DESCRIPTION OF THE TASK:
Given the entries that follow, write out exactly the lines starting at the one containing "The next PR" and ending at the one containing "#### Description for this PR", both ends included, and only those.

RECORDS PROVIDED:
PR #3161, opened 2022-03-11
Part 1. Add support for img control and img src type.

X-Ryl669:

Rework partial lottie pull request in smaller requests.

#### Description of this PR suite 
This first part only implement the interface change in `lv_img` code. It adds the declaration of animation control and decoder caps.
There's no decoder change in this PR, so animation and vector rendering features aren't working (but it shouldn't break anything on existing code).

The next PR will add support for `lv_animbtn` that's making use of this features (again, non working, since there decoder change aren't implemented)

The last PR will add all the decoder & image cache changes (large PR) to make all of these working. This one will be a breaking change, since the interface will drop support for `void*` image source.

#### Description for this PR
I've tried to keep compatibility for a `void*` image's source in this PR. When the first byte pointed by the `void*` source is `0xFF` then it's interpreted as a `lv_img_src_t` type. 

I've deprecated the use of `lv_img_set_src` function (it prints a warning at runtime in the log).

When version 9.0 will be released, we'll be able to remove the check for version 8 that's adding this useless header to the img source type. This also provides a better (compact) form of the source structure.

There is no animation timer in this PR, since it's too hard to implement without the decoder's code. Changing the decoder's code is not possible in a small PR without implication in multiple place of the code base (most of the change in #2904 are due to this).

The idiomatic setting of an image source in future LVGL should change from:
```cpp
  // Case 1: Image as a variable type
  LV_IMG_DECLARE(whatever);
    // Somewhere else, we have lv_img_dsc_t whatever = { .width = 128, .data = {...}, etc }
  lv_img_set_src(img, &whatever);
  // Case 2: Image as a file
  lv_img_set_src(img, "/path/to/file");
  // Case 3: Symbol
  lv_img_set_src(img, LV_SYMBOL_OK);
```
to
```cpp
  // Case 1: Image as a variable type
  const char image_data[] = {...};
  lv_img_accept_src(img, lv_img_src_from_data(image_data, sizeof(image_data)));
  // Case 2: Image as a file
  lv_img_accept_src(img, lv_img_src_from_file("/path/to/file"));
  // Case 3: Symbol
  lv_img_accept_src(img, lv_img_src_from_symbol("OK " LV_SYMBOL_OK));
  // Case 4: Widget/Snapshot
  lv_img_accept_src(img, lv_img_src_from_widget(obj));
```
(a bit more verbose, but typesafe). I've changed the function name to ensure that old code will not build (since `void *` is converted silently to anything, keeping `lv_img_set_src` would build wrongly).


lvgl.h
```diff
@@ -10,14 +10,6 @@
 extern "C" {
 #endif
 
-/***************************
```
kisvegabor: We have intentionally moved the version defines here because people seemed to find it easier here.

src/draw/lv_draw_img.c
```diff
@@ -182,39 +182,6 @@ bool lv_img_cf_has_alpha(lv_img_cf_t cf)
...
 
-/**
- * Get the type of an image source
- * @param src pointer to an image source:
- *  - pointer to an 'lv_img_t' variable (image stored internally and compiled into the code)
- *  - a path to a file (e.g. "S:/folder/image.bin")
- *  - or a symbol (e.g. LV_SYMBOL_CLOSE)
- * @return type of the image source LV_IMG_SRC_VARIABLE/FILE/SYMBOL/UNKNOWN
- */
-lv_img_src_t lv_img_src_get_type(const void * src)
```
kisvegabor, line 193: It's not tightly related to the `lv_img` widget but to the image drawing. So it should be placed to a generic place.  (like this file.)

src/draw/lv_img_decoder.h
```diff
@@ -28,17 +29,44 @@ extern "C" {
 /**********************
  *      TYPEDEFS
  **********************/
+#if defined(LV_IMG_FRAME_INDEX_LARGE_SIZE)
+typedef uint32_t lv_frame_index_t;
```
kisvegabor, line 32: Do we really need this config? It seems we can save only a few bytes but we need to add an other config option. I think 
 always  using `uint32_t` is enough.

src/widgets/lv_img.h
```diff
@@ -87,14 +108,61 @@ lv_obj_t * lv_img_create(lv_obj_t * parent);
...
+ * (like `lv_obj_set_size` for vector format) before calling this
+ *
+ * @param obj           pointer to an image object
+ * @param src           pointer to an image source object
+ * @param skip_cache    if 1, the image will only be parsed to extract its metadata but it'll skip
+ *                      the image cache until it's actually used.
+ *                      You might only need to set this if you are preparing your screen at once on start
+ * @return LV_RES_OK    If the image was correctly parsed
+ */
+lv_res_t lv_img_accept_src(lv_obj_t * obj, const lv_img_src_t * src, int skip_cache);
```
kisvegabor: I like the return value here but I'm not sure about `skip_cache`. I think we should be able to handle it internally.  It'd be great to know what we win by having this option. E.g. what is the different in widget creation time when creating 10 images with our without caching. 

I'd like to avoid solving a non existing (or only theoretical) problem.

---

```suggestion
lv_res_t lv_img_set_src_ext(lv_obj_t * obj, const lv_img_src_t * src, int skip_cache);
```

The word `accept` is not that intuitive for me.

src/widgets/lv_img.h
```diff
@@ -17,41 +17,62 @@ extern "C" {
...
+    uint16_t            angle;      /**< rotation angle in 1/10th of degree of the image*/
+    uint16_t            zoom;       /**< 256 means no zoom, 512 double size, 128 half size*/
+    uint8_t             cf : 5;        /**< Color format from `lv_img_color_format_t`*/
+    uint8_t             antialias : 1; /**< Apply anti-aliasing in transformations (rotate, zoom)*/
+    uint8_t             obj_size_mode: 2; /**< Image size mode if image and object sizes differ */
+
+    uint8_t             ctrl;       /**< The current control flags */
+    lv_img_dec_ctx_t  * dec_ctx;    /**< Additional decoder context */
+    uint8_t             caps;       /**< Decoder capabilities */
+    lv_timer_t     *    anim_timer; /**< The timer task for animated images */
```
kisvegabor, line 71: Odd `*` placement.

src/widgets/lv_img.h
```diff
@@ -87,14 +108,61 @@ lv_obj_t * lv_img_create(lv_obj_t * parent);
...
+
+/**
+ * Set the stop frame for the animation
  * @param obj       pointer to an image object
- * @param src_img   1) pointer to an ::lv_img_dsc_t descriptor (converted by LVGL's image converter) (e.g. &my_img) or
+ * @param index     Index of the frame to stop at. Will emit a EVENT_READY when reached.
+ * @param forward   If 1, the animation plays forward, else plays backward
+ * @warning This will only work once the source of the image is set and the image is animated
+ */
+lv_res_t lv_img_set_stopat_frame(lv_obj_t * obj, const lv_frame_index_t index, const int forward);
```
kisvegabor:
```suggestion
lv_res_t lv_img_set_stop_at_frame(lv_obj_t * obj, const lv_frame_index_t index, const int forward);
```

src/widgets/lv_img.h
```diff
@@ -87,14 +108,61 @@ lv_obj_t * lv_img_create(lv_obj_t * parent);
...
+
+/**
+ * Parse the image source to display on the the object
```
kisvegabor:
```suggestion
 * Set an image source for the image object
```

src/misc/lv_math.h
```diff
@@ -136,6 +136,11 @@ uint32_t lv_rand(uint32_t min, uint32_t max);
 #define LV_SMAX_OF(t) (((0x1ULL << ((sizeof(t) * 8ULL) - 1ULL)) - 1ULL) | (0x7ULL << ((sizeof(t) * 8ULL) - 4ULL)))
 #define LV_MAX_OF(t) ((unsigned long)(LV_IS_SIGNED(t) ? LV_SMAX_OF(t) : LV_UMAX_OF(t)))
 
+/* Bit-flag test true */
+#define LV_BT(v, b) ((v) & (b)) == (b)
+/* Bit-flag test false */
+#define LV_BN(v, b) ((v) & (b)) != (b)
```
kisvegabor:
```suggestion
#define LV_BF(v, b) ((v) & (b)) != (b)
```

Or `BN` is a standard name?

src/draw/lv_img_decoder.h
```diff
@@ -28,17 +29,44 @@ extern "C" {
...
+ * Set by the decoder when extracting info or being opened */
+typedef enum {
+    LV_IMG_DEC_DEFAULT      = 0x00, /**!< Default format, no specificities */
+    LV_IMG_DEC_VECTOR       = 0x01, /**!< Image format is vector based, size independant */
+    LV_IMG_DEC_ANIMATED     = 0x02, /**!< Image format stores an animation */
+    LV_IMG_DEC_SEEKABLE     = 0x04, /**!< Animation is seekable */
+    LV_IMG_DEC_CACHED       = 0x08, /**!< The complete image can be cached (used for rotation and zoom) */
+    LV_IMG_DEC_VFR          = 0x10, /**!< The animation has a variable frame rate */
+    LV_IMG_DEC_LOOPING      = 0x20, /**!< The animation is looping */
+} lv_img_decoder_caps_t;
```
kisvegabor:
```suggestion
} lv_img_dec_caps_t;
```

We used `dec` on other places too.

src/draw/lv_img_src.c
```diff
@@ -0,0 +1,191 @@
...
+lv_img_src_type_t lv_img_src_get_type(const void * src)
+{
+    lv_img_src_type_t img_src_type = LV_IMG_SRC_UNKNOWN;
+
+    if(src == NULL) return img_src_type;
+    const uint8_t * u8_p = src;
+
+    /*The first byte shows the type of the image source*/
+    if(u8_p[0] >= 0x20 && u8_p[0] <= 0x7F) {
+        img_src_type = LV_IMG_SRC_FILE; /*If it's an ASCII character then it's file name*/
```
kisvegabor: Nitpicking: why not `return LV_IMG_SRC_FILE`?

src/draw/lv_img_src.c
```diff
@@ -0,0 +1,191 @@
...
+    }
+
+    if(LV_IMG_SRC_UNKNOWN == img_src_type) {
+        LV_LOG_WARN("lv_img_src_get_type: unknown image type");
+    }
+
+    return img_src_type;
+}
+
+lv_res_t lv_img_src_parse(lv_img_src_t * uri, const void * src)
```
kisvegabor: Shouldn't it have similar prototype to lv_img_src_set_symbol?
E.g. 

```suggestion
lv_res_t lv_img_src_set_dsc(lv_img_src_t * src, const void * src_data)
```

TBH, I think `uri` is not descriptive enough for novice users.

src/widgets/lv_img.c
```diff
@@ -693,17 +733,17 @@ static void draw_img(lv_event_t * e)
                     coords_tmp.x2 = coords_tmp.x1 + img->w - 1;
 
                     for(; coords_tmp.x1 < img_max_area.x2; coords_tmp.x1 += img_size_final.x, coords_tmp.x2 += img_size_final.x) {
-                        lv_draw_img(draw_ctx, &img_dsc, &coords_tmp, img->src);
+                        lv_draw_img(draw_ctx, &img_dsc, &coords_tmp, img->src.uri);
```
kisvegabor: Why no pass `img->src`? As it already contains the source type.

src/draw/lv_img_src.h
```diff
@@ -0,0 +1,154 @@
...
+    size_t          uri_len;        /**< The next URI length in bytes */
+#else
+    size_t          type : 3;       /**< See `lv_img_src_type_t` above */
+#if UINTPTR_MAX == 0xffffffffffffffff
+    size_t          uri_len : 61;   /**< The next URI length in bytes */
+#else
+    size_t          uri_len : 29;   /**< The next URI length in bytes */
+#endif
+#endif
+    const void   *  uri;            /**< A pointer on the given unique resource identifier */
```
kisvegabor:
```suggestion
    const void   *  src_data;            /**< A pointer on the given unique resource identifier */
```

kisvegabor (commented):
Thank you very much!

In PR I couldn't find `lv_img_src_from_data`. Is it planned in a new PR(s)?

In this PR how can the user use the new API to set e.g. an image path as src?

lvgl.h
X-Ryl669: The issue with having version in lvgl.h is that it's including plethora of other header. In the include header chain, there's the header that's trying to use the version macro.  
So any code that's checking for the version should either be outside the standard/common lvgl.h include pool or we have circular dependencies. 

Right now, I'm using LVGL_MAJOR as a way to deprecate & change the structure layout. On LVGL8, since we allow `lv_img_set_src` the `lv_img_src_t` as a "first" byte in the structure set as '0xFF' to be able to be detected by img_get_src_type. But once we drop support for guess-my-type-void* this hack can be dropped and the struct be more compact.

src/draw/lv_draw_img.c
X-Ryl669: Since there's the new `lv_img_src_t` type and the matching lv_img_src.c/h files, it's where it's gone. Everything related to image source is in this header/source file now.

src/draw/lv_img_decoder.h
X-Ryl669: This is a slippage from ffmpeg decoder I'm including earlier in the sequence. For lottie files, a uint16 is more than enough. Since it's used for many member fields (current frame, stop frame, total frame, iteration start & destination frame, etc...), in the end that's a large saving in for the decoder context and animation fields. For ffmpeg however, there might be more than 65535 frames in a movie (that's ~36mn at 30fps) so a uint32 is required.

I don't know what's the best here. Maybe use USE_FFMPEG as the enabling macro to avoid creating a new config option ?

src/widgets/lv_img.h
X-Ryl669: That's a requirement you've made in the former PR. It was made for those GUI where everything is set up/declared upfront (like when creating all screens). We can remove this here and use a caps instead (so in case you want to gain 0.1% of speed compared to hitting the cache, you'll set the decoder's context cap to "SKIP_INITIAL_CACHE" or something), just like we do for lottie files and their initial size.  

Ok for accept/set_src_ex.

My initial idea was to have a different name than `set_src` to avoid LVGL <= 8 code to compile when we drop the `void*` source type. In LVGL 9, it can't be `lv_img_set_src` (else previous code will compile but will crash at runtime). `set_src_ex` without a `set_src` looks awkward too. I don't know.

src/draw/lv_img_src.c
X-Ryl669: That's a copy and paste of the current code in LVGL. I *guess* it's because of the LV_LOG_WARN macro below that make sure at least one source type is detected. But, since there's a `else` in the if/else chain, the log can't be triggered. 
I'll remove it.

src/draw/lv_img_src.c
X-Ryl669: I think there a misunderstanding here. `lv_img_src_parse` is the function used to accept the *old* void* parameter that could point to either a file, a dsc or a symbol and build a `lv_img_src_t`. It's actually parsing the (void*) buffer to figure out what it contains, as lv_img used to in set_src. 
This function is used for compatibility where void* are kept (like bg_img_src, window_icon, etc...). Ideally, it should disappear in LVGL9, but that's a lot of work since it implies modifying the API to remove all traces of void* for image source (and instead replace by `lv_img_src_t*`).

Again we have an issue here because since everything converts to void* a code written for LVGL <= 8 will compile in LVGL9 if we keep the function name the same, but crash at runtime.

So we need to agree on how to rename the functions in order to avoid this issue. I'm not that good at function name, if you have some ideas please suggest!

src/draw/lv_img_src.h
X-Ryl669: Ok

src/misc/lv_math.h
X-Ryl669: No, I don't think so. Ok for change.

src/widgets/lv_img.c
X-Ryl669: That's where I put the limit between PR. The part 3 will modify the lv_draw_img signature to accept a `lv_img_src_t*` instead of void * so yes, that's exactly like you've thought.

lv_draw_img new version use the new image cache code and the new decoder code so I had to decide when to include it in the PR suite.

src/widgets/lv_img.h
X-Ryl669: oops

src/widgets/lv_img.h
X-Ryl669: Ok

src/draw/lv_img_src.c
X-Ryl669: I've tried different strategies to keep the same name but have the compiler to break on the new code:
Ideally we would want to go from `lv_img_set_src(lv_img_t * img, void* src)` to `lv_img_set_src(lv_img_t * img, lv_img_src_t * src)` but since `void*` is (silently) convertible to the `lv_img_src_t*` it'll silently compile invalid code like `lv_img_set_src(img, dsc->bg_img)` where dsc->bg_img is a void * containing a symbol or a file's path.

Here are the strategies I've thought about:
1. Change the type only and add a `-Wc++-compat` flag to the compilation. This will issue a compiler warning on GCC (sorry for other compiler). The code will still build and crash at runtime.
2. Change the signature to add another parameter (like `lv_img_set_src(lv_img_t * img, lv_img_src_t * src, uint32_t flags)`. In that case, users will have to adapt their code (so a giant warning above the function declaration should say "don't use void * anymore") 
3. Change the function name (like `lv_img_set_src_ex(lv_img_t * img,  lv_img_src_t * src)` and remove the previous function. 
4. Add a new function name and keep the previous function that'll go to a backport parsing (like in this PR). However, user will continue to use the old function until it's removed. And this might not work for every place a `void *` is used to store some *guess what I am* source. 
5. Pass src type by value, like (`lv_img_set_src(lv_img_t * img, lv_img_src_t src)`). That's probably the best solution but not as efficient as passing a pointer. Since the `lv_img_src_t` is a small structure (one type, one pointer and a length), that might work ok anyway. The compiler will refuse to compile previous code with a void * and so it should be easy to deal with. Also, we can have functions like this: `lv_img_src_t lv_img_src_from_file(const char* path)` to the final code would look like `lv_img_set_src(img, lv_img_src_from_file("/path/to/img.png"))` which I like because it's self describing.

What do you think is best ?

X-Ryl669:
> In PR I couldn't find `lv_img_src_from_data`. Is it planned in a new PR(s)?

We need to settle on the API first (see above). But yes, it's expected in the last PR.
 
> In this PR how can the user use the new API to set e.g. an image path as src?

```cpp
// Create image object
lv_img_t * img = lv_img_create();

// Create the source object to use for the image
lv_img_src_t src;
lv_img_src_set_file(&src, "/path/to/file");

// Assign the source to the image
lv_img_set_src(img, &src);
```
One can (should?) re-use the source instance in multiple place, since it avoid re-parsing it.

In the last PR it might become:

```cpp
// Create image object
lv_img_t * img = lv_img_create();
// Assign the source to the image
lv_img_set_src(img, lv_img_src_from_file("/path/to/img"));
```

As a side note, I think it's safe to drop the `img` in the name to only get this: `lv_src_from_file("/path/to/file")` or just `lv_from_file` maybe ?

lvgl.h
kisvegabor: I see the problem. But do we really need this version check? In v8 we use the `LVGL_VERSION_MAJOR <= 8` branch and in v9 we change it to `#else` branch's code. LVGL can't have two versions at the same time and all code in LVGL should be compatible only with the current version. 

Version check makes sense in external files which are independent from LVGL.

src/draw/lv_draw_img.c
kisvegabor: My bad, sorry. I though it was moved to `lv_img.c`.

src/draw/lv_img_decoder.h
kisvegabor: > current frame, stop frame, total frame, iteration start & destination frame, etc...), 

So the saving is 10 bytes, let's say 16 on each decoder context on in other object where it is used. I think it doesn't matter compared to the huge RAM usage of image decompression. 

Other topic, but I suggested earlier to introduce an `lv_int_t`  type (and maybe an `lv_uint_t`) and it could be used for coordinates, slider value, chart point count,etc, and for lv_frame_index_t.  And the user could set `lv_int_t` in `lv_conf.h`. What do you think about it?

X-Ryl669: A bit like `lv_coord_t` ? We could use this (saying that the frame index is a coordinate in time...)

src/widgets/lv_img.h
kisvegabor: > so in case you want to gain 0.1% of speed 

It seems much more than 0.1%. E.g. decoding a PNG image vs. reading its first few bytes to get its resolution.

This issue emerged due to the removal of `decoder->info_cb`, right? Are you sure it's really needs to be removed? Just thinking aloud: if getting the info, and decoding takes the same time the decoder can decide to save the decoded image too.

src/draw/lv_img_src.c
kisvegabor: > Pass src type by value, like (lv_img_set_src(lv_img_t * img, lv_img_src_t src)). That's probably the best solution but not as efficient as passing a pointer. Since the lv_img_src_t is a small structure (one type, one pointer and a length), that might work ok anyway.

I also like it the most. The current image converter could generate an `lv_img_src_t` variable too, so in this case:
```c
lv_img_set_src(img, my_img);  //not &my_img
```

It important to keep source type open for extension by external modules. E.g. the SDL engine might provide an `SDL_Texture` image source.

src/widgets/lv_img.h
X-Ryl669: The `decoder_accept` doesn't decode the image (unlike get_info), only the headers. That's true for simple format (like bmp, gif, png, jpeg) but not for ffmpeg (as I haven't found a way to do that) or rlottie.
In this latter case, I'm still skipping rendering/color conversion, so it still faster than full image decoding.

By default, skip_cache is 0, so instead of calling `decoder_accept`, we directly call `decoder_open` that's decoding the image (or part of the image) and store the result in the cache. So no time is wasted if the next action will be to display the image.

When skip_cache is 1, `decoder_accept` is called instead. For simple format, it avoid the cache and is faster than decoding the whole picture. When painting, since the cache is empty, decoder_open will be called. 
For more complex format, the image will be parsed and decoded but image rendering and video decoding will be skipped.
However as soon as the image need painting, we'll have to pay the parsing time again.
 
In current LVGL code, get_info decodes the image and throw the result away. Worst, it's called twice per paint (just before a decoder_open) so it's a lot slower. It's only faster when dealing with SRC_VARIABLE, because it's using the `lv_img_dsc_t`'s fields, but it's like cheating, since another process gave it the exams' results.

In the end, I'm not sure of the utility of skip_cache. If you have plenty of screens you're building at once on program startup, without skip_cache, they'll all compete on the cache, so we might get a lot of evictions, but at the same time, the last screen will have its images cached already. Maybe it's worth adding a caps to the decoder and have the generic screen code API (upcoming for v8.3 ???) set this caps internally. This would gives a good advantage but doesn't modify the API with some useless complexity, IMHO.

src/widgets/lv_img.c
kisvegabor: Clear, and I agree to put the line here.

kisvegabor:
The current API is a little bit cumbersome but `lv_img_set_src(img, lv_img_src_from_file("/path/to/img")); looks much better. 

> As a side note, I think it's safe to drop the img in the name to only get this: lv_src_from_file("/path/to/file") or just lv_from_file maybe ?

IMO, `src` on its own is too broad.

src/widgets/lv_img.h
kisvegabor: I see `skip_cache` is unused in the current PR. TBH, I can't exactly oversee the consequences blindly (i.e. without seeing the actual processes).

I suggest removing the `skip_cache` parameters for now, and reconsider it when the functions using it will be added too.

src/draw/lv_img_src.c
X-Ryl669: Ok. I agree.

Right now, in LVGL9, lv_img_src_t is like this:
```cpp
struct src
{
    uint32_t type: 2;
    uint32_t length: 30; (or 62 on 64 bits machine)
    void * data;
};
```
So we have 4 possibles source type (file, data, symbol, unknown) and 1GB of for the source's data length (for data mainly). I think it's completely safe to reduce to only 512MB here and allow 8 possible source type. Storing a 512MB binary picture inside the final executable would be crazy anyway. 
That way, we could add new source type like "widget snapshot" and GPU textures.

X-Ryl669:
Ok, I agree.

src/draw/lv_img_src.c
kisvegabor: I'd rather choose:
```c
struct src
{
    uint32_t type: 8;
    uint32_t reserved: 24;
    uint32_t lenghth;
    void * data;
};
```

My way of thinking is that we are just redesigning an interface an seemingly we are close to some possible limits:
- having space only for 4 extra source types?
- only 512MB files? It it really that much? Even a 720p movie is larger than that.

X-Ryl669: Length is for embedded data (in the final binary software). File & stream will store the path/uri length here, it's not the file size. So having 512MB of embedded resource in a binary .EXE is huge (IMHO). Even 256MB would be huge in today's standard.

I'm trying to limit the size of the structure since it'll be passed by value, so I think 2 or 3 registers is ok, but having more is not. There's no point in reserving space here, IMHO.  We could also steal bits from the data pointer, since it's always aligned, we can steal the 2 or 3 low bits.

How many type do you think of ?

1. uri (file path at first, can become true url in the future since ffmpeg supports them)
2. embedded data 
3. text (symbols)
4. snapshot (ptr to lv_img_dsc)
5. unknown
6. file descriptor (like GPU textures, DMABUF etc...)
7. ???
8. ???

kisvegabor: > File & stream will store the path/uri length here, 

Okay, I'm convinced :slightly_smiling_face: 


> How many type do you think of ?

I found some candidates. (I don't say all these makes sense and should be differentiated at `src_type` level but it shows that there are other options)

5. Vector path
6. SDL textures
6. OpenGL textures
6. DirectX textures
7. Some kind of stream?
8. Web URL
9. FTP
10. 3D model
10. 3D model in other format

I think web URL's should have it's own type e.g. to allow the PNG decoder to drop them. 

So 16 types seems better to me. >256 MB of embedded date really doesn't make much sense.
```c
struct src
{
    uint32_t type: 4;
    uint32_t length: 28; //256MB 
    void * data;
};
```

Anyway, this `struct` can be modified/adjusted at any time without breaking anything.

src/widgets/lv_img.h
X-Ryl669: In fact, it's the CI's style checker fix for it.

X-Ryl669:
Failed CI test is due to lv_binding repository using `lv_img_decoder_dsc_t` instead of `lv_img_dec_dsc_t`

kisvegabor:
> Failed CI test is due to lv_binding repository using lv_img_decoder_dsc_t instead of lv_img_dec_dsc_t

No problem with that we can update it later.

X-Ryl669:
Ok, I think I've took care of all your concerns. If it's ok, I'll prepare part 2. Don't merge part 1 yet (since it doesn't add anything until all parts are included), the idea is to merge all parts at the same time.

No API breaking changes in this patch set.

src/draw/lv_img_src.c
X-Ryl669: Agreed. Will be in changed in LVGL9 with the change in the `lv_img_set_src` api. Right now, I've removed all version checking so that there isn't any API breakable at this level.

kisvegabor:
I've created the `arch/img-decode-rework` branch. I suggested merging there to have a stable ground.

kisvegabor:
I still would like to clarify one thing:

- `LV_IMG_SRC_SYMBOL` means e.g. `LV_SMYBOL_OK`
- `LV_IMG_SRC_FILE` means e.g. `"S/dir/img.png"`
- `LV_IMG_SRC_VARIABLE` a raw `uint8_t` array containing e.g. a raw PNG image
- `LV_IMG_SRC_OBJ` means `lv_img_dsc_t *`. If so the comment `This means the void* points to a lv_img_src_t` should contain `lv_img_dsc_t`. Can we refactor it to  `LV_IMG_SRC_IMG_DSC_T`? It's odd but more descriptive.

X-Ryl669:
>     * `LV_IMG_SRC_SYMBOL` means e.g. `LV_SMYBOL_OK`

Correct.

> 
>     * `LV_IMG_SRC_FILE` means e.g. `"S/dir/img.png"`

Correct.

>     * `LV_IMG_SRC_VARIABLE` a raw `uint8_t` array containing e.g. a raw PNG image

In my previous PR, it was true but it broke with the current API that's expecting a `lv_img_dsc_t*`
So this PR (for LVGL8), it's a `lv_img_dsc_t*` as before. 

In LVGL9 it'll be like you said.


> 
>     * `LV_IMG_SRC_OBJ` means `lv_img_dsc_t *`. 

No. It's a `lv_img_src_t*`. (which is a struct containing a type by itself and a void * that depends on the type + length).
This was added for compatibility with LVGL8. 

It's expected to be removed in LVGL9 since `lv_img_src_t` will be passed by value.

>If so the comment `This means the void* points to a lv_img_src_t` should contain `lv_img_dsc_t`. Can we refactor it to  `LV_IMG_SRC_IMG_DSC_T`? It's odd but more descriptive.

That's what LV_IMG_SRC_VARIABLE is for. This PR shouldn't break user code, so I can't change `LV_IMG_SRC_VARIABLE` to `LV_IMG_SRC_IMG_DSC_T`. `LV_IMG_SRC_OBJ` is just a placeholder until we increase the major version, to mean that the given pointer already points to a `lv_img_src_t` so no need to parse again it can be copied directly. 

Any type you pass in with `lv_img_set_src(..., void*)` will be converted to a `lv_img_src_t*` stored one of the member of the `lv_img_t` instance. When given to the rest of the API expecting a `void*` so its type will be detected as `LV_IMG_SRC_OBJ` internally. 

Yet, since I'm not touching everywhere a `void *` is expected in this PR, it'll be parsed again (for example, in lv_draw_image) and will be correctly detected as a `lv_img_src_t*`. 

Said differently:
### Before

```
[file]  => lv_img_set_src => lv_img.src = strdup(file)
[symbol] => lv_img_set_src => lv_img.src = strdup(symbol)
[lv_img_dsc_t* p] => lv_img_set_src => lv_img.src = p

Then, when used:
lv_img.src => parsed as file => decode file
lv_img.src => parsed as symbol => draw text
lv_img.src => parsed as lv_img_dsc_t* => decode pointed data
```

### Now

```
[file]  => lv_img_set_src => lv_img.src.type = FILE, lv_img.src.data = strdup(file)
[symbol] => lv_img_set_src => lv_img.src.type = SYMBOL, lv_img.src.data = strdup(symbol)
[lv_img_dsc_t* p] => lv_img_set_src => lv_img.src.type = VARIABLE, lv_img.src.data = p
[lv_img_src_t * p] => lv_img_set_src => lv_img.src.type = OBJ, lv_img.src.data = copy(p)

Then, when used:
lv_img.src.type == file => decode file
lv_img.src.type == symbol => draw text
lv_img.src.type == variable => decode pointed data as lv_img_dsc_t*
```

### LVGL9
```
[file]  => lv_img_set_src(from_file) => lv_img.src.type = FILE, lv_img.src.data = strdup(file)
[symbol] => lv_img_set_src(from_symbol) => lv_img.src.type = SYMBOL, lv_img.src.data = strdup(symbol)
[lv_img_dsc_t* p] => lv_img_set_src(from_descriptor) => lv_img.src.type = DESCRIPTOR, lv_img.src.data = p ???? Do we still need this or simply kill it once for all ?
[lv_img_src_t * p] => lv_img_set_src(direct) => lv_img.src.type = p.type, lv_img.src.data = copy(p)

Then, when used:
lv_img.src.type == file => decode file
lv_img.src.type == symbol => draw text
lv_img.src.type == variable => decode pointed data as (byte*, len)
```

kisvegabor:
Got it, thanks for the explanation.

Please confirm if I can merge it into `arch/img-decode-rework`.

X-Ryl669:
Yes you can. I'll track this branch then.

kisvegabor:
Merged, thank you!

ANSWER TO THIS PROBLEM:
The next PR will add support for `lv_animbtn` that's making use of this features (again, non working, since there decoder change aren't implemented)

The last PR will add all the decoder & image cache changes (large PR) to make all of these working. This one will be a breaking change, since the interface will drop support for `void*` image source.

#### Description for this PR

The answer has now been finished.